I plan on quitting my engineering job to join a 2 person startup. Currently the startup doesnt make product - it generates $100,000 per year in software consulting and is growing at a rate of 15%. Eventually we hope to package and ship products from our consulting ventures.I will be quitting a 9 to 5 to work days/nights/weekends (basically full time, all the time), loosing dental/health insurance and 401k benefits.<p>Since I do not expect to get paid more than $33K per year, I need to figure out what equity compensation is reasonable. How should I go about figuring out what equity to negotiate?<p>I could estimate stock value using price to earnings, 10% equity for year one would then correspond to an additional $10,000 if my shares were to be bought out.Is this how I should go about thinking about this?
======
patio11
You seem to think you're the first employee. If you're not making market and
going home at 5/6 PM, you should be the third co-founder.

------
mechanical_fish
Visit this page (nothing special, just the first search result for "software
engineer salary"):

[http://www.payscale.com/research/US/Job=Software_Engineer_/_...](http://www.payscale.com/research/US/Job=Software_Engineer_/_Developer_/_Programmer/Salary)

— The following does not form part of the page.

Issue #730, opened 2015-06-08
BaseFileAppender.WindowsCreateFile randomly causes OverflowExceptions in 64-bit runtime


nernst:
It happens randomly when the handle returned by Win32FileNativeMethods.CreateFile returns a value that is not convertible to an Int32.

I started seeing this after upgrading to 3.2.1 from 2.0.1.2.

And ask yourself this question: If these two people can't make more than $50k
per year per capita in software consulting, in this market, in their product's
alleged _target_ market - and they can't figure out how to grow that number
more than 15% per year, via simple recipes that are _orders_ of magnitude less
risky than developing and shipping a product - why on earth are you quitting a
job to partner with them?

Look for partners who can find a market worth finding. In the meantime, don't
give up your day job, no matter how much equity you're offered.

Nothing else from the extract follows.